Goal of the exercise
A verbatim copy of the data below is the required output.

Collected data entries:
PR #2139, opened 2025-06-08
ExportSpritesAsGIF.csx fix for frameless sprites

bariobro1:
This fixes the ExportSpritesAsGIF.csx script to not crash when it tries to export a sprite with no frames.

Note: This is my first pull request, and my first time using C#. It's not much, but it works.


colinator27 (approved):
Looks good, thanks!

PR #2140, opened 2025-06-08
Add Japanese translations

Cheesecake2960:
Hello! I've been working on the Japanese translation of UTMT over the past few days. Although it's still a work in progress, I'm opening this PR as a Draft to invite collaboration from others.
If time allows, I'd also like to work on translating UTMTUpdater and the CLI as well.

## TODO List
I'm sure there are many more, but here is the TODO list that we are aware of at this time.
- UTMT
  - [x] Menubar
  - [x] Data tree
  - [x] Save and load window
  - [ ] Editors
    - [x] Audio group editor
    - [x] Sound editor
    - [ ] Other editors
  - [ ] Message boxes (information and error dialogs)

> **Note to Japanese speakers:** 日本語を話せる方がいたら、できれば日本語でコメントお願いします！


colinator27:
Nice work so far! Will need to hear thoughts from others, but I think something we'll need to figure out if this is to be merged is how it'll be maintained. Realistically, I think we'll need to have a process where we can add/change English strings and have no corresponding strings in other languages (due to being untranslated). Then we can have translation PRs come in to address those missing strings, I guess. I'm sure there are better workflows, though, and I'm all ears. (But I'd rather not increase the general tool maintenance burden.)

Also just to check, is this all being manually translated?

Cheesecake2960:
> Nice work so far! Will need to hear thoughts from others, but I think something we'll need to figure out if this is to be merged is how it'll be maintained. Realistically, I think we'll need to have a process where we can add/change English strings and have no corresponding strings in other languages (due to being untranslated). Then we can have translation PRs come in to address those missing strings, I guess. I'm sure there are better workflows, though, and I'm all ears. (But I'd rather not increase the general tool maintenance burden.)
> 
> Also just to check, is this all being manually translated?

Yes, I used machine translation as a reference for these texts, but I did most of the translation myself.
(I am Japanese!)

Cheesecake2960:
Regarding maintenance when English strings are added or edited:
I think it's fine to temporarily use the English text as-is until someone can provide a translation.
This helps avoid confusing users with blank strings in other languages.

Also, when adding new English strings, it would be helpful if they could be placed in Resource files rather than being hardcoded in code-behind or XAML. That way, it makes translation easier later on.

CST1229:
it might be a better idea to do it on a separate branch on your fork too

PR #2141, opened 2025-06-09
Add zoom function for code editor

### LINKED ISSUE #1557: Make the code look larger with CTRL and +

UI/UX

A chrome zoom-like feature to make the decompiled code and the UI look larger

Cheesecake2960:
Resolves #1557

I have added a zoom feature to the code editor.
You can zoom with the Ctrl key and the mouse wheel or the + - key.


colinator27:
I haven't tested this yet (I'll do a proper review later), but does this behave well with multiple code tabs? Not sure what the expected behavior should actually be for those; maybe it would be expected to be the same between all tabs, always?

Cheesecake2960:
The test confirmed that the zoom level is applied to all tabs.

Task result
PR #2139, opened 2025-06-08
ExportSpritesAsGIF.csx fix for frameless sprites

bariobro1:
This fixes the ExportSpritesAsGIF.csx script to not crash when it tries to export a sprite with no frames.

Note: This is my first pull request, and my first time using C#. It's not much, but it works.


colinator27 (approved):
Looks good, thanks!

PR #2140, opened 2025-06-08
Add Japanese translations

Cheesecake2960:
Hello! I've been working on the Japanese translation of UTMT over the past few days. Although it's still a work in progress, I'm opening this PR as a Draft to invite collaboration from others.
If time allows, I'd also like to work on translating UTMTUpdater and the CLI as well.

## TODO List
I'm sure there are many more, but here is the TODO list that we are aware of at this time.
- UTMT
  - [x] Menubar
  - [x] Data tree
  - [x] Save and load window
  - [ ] Editors
    - [x] Audio group editor
    - [x] Sound editor
    - [ ] Other editors
  - [ ] Message boxes (information and error dialogs)

> **Note to Japanese speakers:** 日本語を話せる方がいたら、できれば日本語でコメントお願いします！


colinator27:
Nice work so far! Will need to hear thoughts from others, but I think something we'll need to figure out if this is to be merged is how it'll be maintained. Realistically, I think we'll need to have a process where we can add/change English strings and have no corresponding strings in other languages (due to being untranslated). Then we can have translation PRs come in to address those missing strings, I guess. I'm sure there are better workflows, though, and I'm all ears. (But I'd rather not increase the general tool maintenance burden.)

Also just to check, is this all being manually translated?

Cheesecake2960:
> Nice work so far! Will need to hear thoughts from others, but I think something we'll need to figure out if this is to be merged is how it'll be maintained. Realistically, I think we'll need to have a process where we can add/change English strings and have no corresponding strings in other languages (due to being untranslated). Then we can have translation PRs come in to address those missing strings, I guess. I'm sure there are better workflows, though, and I'm all ears. (But I'd rather not increase the general tool maintenance burden.)
> 
> Also just to check, is this all being manually translated?

Yes, I used machine translation as a reference for these texts, but I did most of the translation myself.
(I am Japanese!)

Cheesecake2960:
Regarding maintenance when English strings are added or edited:
I think it's fine to temporarily use the English text as-is until someone can provide a translation.
This helps avoid confusing users with blank strings in other languages.

Also, when adding new English strings, it would be helpful if they could be placed in Resource files rather than being hardcoded in code-behind or XAML. That way, it makes translation easier later on.

CST1229:
it might be a better idea to do it on a separate branch on your fork too

PR #2141, opened 2025-06-09
Add zoom function for code editor

### LINKED ISSUE #1557: Make the code look larger with CTRL and +

UI/UX

A chrome zoom-like feature to make the decompiled code and the UI look larger

Cheesecake2960:
Resolves #1557

I have added a zoom feature to the code editor.
You can zoom with the Ctrl key and the mouse wheel or the + - key.


colinator27:
I haven't tested this yet (I'll do a proper review later), but does this behave well with multiple code tabs? Not sure what the expected behavior should actually be for those; maybe it would be expected to be the same between all tabs, always?

Cheesecake2960:
The test confirmed that the zoom level is applied to all tabs.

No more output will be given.